Tino @ Kuota North America


----------



## ucancallmejoe (May 17, 2006)

Hey, thanks for the response. I am a long time member in the cycling community (I volunteered at Trips for Kids for decades and ran their booth at Sea Otter for years as well) and I hate to do this since I know the vast majority of Look employees are working at Look because bikes are their life. 

But, as a business person, I also know there are upper level managers in any industry who feel empowered to screw over one customer if the situation is messy and isolated. 

I originally bought this bike at Mill Valley Cycle Works and the warranty issue occurred right as they went under. So I took it to Lombardi Sports who was gracious enough to take this under their wing even though they had no monetary interest in this situation (they were going to make fifteen bucks from cutting my post maybe). 

During Look USA's restructering a few years ago, there was no meaningful response from Look. Refer to Chas' earlier threads where he is trying mop up the customer service mess from that time. 

Again, there is a Look RMA number associated with my frame so it is in their "books" but their attitude has been sloppy and disrespectful. I have been a rube for not bringing this mess out earlier and Look has ignored me and Lombardi as a result. 

So now it is time for BBB, Five on your side (a local news show that handles unusual customer complaints like this -yes they returned my call), small claims court and postings like this.

All of the above might motivate Look to respond. But then maybe not. It has been two years.


----------



## Opus51569 (Jul 21, 2009)

Having read this thread and one other the OP has going on this issue, I still haven't heard answer to the question of whether the OP has any proof that Look actually received the frame from the bike shop. 

If there is proof they received the frame, then, by all means pursue the Small Claims avenue or retain a lawyer if you're being ignored. Two years of getting the run-around is unacceptable and inexcusable. There should also be some additional compensation for your time and trouble (i.e. an upgrade of some kind, etc.) 

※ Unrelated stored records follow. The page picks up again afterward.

PR #5084, opened 2022-01-21
Parse set header cookies properly

Speedlulu:
#### Description

Currently when an empty cookie attribute (`Secure`, `HttpOnly` ...) is encountered while parsing a `Set-Cookie` header it will create a `CookieAttrs` object containing a (key, value) pair with an empty string for the attribute value ie:

```python
CookieAttrs[('Secure', ''), ('HttpOnly', ''), ('Path', '/')]
``` 
Resulting in an updated `Set-Cookie` header for the `Response` object with invalid values for those empty attributes ie:
```python
(b'SetCookie', b'value=XYZ; Secure=; HttpOnly=; Path=/')
``` 
My browser (Firefox 95.0.1) does not pickup these attributes so the cookie looses them.

______

This fix replaces the empty string attribute for empty cookie attributes by the value `None` ie:

```python
CookieAttrs[('Secure', None), ('HttpOnly', None), ('Path', '/')]
``` 

So that they can be told apart from attributes with intentional empty string values when setting the updated header, which results in a properly formatted header:

```python
(b'SetCookie', b'value=XYZ; Secure; HttpOnly; Path=/')
``` 

#### Checklist

### DIFF
--- a/CHANGELOG.md
+++ b/CHANGELOG.md
@@ -2,6 +2,8 @@
 
 ## Unreleased: mitmproxy next
 
+* Fix empty cookie attributes being set to `Key=` instead of `Key`
+  ([#5084](https://github.com/mitmproxy/mitmproxy/pull/5084), @Speedlulu)
 
 
 ## 14 November 2023: mitmproxy 10.1.5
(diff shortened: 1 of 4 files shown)


bratao:
Just a +1 from me, this fixed an website found on the wild.

mhils (approved):
💯 

Thanks! 🍰

PR #5091, opened 2022-01-25
Add support for grpc viewing and modification using protoc

### LINKED ISSUE #5001: Add support for viewing and editing protobuf content using Google's protoc package
#### Problem Description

If there isn't proof, then what you're posting here is pretty irresponsible. As others have pointed out, and RMA # doesn't mean they actually received the frame. There are a number of places along the way where the frame could simply have been lost. If so, the responsibility lies with you, the LBS, FedEx (or whomever did the shipping). Look shouldn't be held accountable for replacing a frame it never actually received.


----------



## George M (Sep 25, 2008)

To add a little to what's been said. If Look got that bike 2 years ago chances of them finding it, a pretty remote. Also, with no proof of the bike being shipped or received, I don't think a lawyer could do anything, other than take your money. I don't know what the 
statues of limitations on something like this would be, but my guess is that you past it. Good luck, I hope something works out for you.


----------



## terry b (Jan 29, 2004)

It would be really helpful if you posted this in all the other forums too. More coverage, more action.


----------



## Tino Chiappelli (Apr 25, 2005)

terry b said:


> It would be really helpful if you posted this in all the other forums too. More coverage, more action.


LOL!!


----------



## chas (Aug 10, 2006)

ucancallmejoe said:


> Hey, thanks for the response. I am a long time member in the cycling community (I volunteered at Trips for Kids for decades and ran their booth at Sea Otter for years as well) and I hate to do this since I know the vast majority of Look employees are working at Look because bikes are their life.
> 
> But, as a business person, I also know there are upper level managers in any industry who feel empowered to screw over one customer if the situation is messy and isolated.
> 
> ...


Joe,

We will get this figured out now. I'd prefer to take this to a private phone call / email with our warranty department, so if you agree, please PM me your phone number or email address.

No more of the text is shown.